▶ [TASK DETAILS] The response must consist of all the entries, duplicated without alteration.

▶ [GIVEN INFORMATION]
PR #247, opened 2016-06-01
Add ipam-info in 'network inspect' response

vikaschoudhary16:
Related to https://github.com/docker/docker/pull/23163

Signed-off-by: vikaschoudhary16 <choudharyvikas16@gmail.com>

### DIFF
--- a/types/network/network.go
+++ b/types/network/network.go
@@ -11,6 +11,7 @@ type IPAM struct {
 	Driver  string
 	Options map[string]string //Per network IPAM driver options
 	Config  []IPAMConfig
+	Info    []IPAMInfo
 }
 
 // IPAMConfig represents IPAM configurations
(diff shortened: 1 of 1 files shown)


vikaschoudhary16:
Cc @mavenugo @aboch @mrjana @MoBani

types/network/network.go
```diff
@@ -21,6 +22,13 @@ type IPAMConfig struct {
 	AuxAddress map[string]string `json:"AuxiliaryAddresses,omitempty"`
 }
 
+// IPAMInfo represents IPAM operational information
+type IPAMInfo struct {
+	PoolID  string `json:",omitempty"`
```
aboch: `PoolID` is an index the ipam driver provides to libnetwork in response to pool requests for future lookups when requesting/releasing addresses.
It is not an information for the docker end user/app. It is not meant for that, it is not part of the operational information. I don't think it should be included in this structure.

vikaschoudhary16: @aboch ,
Many thanks for comment.

As you suggested here https://github.com/docker/docker/issues/23025, for handling identical cidr pools, address-spaces can be used but many networking backends still have problems in supporting address-spaces. In that case, these drivers can invoke "network inspect" rest api to get PoolID and pick the correct pool.

Also showing PoolID will provide more visiblity to user, in case user is aware of IPAM pools.

In case your concern is just not to use "Info" word for PoolID as it is not an operational info, Will it work for you if struct is renamed to something this "IpamData"?

Looking forward for your valuable inputs.

cpuguy83:
Closing since the mentioned docker PR was closed

PR #250, opened 2016-06-01
Add `--limit` option to `docker search`

yongtang:
This fix is related to docker:
https://github.com/docker/docker/pull/23107
https://github.com/docker/docker/issues/23055

Currently docker search result caps at 25 and there is no way to allow getting more results (if exist).

This fix adds the flag --limit so that it is possible to return more results from the docker search.

### DIFF
--- a/client/image_search.go
+++ b/client/image_search.go
@@ -2,6 +2,7 @@ package client
 
 import (
 	"encoding/json"
+	"fmt"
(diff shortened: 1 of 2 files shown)


vdemeester:
LGTM 🐼

thaJeztah:
LGTM

PR #251, opened 2016-06-01
Add support for using different OCI runtimes

mlaventure:
Required by docker/docker#22983

### DIFF
--- a/types/types.go
+++ b/types/types.go
@@ -252,6 +252,8 @@ type Info struct {
 	ClusterStore       string
 	ClusterAdvertise   string
 	SecurityOptions    []string
+	Runtimes           map[string]Runtime
+	DefaultRuntime     string
 }
 
 // PluginsInfo is a temp struct holding Plugins name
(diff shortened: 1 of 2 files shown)


vdemeester:
LGTM 🐶
/cc @calavera @MHBauer @vieux @LK4D4 @icecrime

types/types.go
```diff
@@ -252,6 +252,8 @@ type Info struct {
 	ClusterStore       string
 	ClusterAdvertise   string
 	SecurityOptions    []string
+	Runtimes           map[string]Runtime
```
icecrime: Should we expose the path in the `/info` output?

mlaventure: We do:

```
# docker info
...
Runtimes:
 oci: /usr/local/bin/docker-runc (--debug)
 default: docker-runc
 foo: /usr/local/bin/foo (--debug)
Default Runtime: foo
...
```

It's part of the Runtime struct, we also display the runtime arguments if any were defined

calavera:
LGTM

types/types.go
icecrime: Sorry my comment was ambiguous: I meant I'm not sure we should expose the path. But I guess it shouldn't hurt, let's do it :+1:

▶ [ANSWER FOR THE TASK]
PR #247, opened 2016-06-01
Add ipam-info in 'network inspect' response

vikaschoudhary16:
Related to https://github.com/docker/docker/pull/23163

Signed-off-by: vikaschoudhary16 <choudharyvikas16@gmail.com>

### DIFF
--- a/types/network/network.go
+++ b/types/network/network.go
@@ -11,6 +11,7 @@ type IPAM struct {
 	Driver  string
 	Options map[string]string //Per network IPAM driver options
 	Config  []IPAMConfig
+	Info    []IPAMInfo
 }
 
 // IPAMConfig represents IPAM configurations
(diff shortened: 1 of 1 files shown)


vikaschoudhary16:
Cc @mavenugo @aboch @mrjana @MoBani

types/network/network.go
```diff
@@ -21,6 +22,13 @@ type IPAMConfig struct {
 	AuxAddress map[string]string `json:"AuxiliaryAddresses,omitempty"`
 }
 
+// IPAMInfo represents IPAM operational information
+type IPAMInfo struct {
+	PoolID  string `json:",omitempty"`
```
aboch: `PoolID` is an index the ipam driver provides to libnetwork in response to pool requests for future lookups when requesting/releasing addresses.
It is not an information for the docker end user/app. It is not meant for that, it is not part of the operational information. I don't think it should be included in this structure.

vikaschoudhary16: @aboch ,
Many thanks for comment.

As you suggested here https://github.com/docker/docker/issues/23025, for handling identical cidr pools, address-spaces can be used but many networking backends still have problems in supporting address-spaces. In that case, these drivers can invoke "network inspect" rest api to get PoolID and pick the correct pool.

Also showing PoolID will provide more visiblity to user, in case user is aware of IPAM pools.

In case your concern is just not to use "Info" word for PoolID as it is not an operational info, Will it work for you if struct is renamed to something this "IpamData"?

Looking forward for your valuable inputs.

cpuguy83:
Closing since the mentioned docker PR was closed

PR #250, opened 2016-06-01
Add `--limit` option to `docker search`

yongtang:
This fix is related to docker:
https://github.com/docker/docker/pull/23107
https://github.com/docker/docker/issues/23055

Currently docker search result caps at 25 and there is no way to allow getting more results (if exist).

This fix adds the flag --limit so that it is possible to return more results from the docker search.

### DIFF
--- a/client/image_search.go
+++ b/client/image_search.go
@@ -2,6 +2,7 @@ package client
 
 import (
 	"encoding/json"
+	"fmt"
(diff shortened: 1 of 2 files shown)


vdemeester:
LGTM 🐼

thaJeztah:
LGTM

PR #251, opened 2016-06-01
Add support for using different OCI runtimes

mlaventure:
Required by docker/docker#22983

### DIFF
--- a/types/types.go
+++ b/types/types.go
@@ -252,6 +252,8 @@ type Info struct {
 	ClusterStore       string
 	ClusterAdvertise   string
 	SecurityOptions    []string
+	Runtimes           map[string]Runtime
+	DefaultRuntime     string
 }
 
 // PluginsInfo is a temp struct holding Plugins name
(diff shortened: 1 of 2 files shown)


vdemeester:
LGTM 🐶
/cc @calavera @MHBauer @vieux @LK4D4 @icecrime

types/types.go
```diff
@@ -252,6 +252,8 @@ type Info struct {
 	ClusterStore       string
 	ClusterAdvertise   string
 	SecurityOptions    []string
+	Runtimes           map[string]Runtime
```
icecrime: Should we expose the path in the `/info` output?

mlaventure: We do:

```
# docker info
...
Runtimes:
 oci: /usr/local/bin/docker-runc (--debug)
 default: docker-runc
 foo: /usr/local/bin/foo (--debug)
Default Runtime: foo
...
```

It's part of the Runtime struct, we also display the runtime arguments if any were defined

calavera:
LGTM

types/types.go
icecrime: Sorry my comment was ambiguous: I meant I'm not sure we should expose the path. But I guess it shouldn't hurt, let's do it :+1:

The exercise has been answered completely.